[ASSIGNMENT]
For every line in the data below, check for the word "mierak", then state how many lines have it. Answer with the number only.

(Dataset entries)
PR #406, opened 2025-06-03
Added Clear Error Modal Feature

### LINKED ISSUE #404: Clear error modal on config/theme update
### Description

1. Tweak config/theme
2. Get any error modal
3. Fix error
4. Error modal doesn't disappear 

### Proposed solution

Clear previous error modal on config/theme update

Thunder-Blaze:
## Description
- Added a new event that will clear the Config Modal when the config is reloaded and found correct

### Related issues
- Fixes #404

### Checklist

- [x] All tests passed

### DIFF
--- a/src/ui/mod.rs
+++ b/src/ui/mod.rs
@@ -481,13 +481,23 @@ impl<'ui> Ui<'ui> {
     pub fn on_ui_app_event(&mut self, event: UiAppEvent, context: &mut AppContext) -> Result<()> {
         match event {
             UiAppEvent::Modal(modal) => {
-                self.modals.push(modal);
+                if let Some(id) = modal.get_id() {
+                    if let Some(existing) =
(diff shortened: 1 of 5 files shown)


src/ui/mod.rs
```diff
@@ -485,6 +485,13 @@ impl<'ui> Ui<'ui> {
                 self.on_event(UiEvent::ModalOpened, context)?;
                 context.render()?;
             }
+            UiAppEvent::PopConfigErrorModal => {
+                if let Some(last_modal) = self.modals.last() {
```
mierak, line 489: I would even go as far as to pop all the `config_error` modals. Because we successfully read a config file at this point, meaning it must be fixed.

mierak: Loop through is fine. The performance difference is negligible, we are expecting single digits of modals at most and its not on any hot path anyway. Thanks!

[ANSWER AREA]
2